Through mass group actions, organizers and militants press the government to redistribute unused productive land to landless workers and farmers.
Grassroots activists raise the awareness of landless farmers and workers, explaining their rights under the Constitution, and they coordinate land occupations.
National leaders lobby government to improve credit and agriculture support services for family-based farms, as well as to accelerate land reform.
Banks and government buildings are occupied to raise awareness of agrarian reform and pressure the government to fulfill its promises of support for poor farmers.
National campaigns are conducted to educate the country’s population about the possible effects of free trade accords and downside of genetically modified organisms.
International partnerships are established through structures such as the Via Campesina and World Social Forum to share experiences and build a common front against domination by multinational companies .

Speaking to Policy

Once settled on land, MST farmers still face a number of challenges, chief among them dealing with Brazil’s insertion into the global economy. Accordingly, the movement has increasingly begun to engage in the political arena. On the one hand, MST organizers have led occupations of government-owned banks and federal offices to pressure for more agricultural credits and support. But the movement has also spearheaded efforts to promote public debate and discussion. The MST gathered votes for a recent national referendum condemning the FTAA and is one of the principal organizers of the World Social Forum in Porto Alegre, Rio Grande do Sul. The movement has also broadened its struggle by joining forces with other farming groups that address such issues as market dominance of milk production by multinationals, imports of genetically modified seeds, and Brazil’s foreign debt.
Lastly, an increasing number of MST members have been competing in local, state, and national elections. In the most recent federal elections in October, the number of deputies with ties to the MST increased from 11 to 16. Sociologist James Petras says four factors contributed to the MST’s turn toward electoral activity. The first is continued impunity in the judicial system and arbitrary arrests of leaders of the movement. The second is the reduction of funding for INCRA, which the MST depends upon for legal recognition and formal expropriation of unused land. The third is the growing dissatisfaction with neoliberal policies among other sectors of society. Fourth is the agricultural policy implemented during the Cardoso administration, which is blamed for the migration of an estimated 5.5 million people from the country to the city from 1986 to 1996. These recent urban migrants represent a large potential constituency for the MST.
 
Global Linkages, New Local Opportunities
Although the MST is geared to establishing strong local food economies with small, family-based farms and agro-industrial cooperatives at its base, the movement has reached out to other groups suffering from similar conditions throughout the world.
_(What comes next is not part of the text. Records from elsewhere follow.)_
PR #1389, opened 2026-09-04
Fix staked yBOLD Enso withdrawal amounts

rossgalloway:
### Summary
Staked yBOLD to USDC zaps sent a yBOLD asset amount to Enso as if it were a ysyBOLD share amount. This could ask the wallet for more ysyBOLD than it held and make transaction simulation fail.

The withdrawal flow now converts partial asset amounts with ERC-4626 `previewWithdraw`, uses the redeemable share balance for MAX, and keeps approval and quote state aligned with the real source-token amount.

### How to review
Start with `useWithdrawFlow.ts` and `ensoWithdrawAmount.ts`. Check that partial staking withdrawals wait for the wrapper share preview, MAX withdrawals use the full redeemable staking balance, and vault-share withdrawals keep their existing amount.

Then review `useEnsoWithdraw.ts` and `index.tsx` to confirm that route loading, errors, approvals, and protected quote state all use the converted source amount. The added tests cover the original yBOLD values, MAX, non-staking withdrawals, legacy fallback, and preview failure.

### Test plan
- [x] Manual: Reproduced the original `transferFrom` underflow and confirmed that a corrected Enso transaction succeeds in Ethereum `eth_call`.
- [x] Automated: `bun run check:widget` (310 tests)
- [x] Automated: `bun run tslint:ybold`
- [x] Automated: `bun run tslint:yearn`
- [x] Automated: `bun run test:ybold` (5 tests)
- [x] Automated: `bun run test:yearn` (820 tests)
- [x] Automated: Next.js webpack production build, using the container-only TypeScript CLI workaround

### Risk / impact
This changes fund-moving quote and approval amounts for Enso withdrawals from staking wrappers. Direct vault withdrawals are unchanged. Known wrappers fail closed if the share preview cannot be read, while legacy adapters keep the existing one-to-one fallback. Revert commit `416e08e96` to roll back the change.


w84april (approved):
lgtm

Besides helping organize events such as the World Social Forum to engage with groups from other countries on global issues, the MST is an active member of the international farmers’ movement Via Campesina. This network of farmers’ groups from 87 countries is developing a political platform focused on subjects related to agrarian reform, food sovereignty, and genetic and agricultural intellectual property rights.
With the recent shift in political power in Brazil, the MST is likely to have better success in moving its agenda forward. The Workers Party (Partido dos Trabalhadores, or PT) has already promised to accelerate land reform. It admits that the process will be slow at first due to budget constraints. But even so, its removal of bureaucratic obstacles set up during the Cardoso administration will do much to jump-start the process. The incoming administration’s promise of stricter tax enforcement could also speed up the expropriation of land held by those who have evaded their real estate taxes. In the same vein, the MST’s push for more labor-intensive farming and agro-industries fits hand-in-glove with the PT’s call for increased employment. Also, the PT will likely continue to bar the introduction of GM seeds, an MST demand.
However, the PT will likely not want to alienate large agribusiness. Brazil’s voluminous agricultural exports bring in needed foreign currency and help keep the country’s finances under control. Some economists assert that rising productivity on large farms has helped keep inflation at bay. Nor is the PT apt to close the door on foreign investors, or distance itself from relationships with international financial institutions like the IMF, much as the MST would like it to.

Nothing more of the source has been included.